*** Opening of Exercise data ***

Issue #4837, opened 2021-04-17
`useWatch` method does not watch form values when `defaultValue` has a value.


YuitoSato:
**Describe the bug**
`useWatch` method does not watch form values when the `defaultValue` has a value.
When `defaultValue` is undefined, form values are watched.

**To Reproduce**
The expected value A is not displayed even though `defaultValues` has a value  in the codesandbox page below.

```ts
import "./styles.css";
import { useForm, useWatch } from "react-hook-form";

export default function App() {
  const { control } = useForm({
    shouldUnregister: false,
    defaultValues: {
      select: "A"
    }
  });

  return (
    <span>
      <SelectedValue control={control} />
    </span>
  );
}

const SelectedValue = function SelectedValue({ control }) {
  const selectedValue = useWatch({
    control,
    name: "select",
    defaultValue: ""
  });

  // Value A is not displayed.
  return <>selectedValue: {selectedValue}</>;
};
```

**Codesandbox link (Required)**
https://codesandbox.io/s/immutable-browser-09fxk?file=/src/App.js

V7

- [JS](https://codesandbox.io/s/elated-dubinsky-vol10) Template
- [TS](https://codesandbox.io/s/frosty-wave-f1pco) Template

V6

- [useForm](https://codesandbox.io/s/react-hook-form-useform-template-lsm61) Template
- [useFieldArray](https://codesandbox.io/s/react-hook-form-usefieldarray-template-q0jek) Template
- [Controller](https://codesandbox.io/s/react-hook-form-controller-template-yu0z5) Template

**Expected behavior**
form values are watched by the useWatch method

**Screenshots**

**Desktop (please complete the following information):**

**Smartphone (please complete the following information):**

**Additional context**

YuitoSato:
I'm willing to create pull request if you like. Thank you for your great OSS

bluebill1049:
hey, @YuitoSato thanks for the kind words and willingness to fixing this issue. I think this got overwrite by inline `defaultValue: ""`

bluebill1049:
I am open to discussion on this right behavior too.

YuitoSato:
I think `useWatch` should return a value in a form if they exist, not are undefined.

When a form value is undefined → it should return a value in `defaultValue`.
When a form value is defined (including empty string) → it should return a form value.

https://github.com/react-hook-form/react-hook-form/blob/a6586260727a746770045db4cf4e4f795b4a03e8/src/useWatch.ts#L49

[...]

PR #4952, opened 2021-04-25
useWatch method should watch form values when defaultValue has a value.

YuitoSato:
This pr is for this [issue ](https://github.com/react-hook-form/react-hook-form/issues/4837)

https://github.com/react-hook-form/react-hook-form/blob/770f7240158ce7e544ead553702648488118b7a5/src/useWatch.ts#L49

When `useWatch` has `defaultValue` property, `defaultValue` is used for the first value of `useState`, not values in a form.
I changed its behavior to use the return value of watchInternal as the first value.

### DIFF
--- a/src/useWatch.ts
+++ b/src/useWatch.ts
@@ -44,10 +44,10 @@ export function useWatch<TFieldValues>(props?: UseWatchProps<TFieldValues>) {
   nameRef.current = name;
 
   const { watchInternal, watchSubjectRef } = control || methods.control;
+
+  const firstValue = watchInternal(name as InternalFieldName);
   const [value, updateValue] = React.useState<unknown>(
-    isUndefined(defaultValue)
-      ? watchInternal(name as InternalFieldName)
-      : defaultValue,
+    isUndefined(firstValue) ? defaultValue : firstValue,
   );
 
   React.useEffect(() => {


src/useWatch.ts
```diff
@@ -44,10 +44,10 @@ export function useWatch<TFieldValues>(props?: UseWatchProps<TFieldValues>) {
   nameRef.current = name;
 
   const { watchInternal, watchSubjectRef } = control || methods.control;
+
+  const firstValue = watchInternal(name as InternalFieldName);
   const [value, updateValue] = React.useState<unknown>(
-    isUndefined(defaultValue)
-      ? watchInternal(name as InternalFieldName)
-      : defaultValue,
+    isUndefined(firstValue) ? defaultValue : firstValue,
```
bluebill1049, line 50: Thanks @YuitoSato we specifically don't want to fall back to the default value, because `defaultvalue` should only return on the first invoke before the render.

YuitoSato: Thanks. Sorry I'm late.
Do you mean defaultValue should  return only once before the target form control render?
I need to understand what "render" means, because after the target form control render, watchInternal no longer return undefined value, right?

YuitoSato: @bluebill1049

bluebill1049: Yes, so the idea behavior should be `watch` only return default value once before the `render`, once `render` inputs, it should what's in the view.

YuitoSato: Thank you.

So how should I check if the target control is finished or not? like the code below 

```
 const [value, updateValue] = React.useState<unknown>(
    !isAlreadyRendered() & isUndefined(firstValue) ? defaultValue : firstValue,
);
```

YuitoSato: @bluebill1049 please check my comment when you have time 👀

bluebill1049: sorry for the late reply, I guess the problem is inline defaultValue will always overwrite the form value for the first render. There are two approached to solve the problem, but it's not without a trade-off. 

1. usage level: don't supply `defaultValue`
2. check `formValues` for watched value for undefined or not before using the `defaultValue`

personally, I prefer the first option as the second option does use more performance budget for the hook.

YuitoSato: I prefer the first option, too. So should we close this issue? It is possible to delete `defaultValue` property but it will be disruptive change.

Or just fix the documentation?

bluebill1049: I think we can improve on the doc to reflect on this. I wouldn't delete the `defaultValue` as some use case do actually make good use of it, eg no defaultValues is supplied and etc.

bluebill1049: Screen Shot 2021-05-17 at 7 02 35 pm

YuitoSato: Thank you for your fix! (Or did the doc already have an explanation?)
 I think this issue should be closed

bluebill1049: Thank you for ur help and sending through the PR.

*** Close of Exercise data ***

Set down, exactly as they appear, the lines above from the first one to the line that holds "I'm willing to", both included, please, and no others.

Issue #4837, opened 2021-04-17
`useWatch` method does not watch form values when `defaultValue` has a value.


YuitoSato:
**Describe the bug**
`useWatch` method does not watch form values when the `defaultValue` has a value.
When `defaultValue` is undefined, form values are watched.

**To Reproduce**
The expected value A is not displayed even though `defaultValues` has a value  in the codesandbox page below.

```ts
import "./styles.css";
import { useForm, useWatch } from "react-hook-form";

export default function App() {
  const { control } = useForm({
    shouldUnregister: false,
    defaultValues: {
      select: "A"
    }
  });

  return (
    <span>
      <SelectedValue control={control} />
    </span>
  );
}

const SelectedValue = function SelectedValue({ control }) {
  const selectedValue = useWatch({
    control,
    name: "select",
    defaultValue: ""
  });

  // Value A is not displayed.
  return <>selectedValue: {selectedValue}</>;
};
```

**Codesandbox link (Required)**
https://codesandbox.io/s/immutable-browser-09fxk?file=/src/App.js

V7

- [JS](https://codesandbox.io/s/elated-dubinsky-vol10) Template
- [TS](https://codesandbox.io/s/frosty-wave-f1pco) Template

V6

- [useForm](https://codesandbox.io/s/react-hook-form-useform-template-lsm61) Template
- [useFieldArray](https://codesandbox.io/s/react-hook-form-usefieldarray-template-q0jek) Template
- [Controller](https://codesandbox.io/s/react-hook-form-controller-template-yu0z5) Template

**Expected behavior**
form values are watched by the useWatch method

**Screenshots**

**Desktop (please complete the following information):**

**Smartphone (please complete the following information):**

**Additional context**

YuitoSato:
I'm willing to create pull request if you like. Thank you for your great OSS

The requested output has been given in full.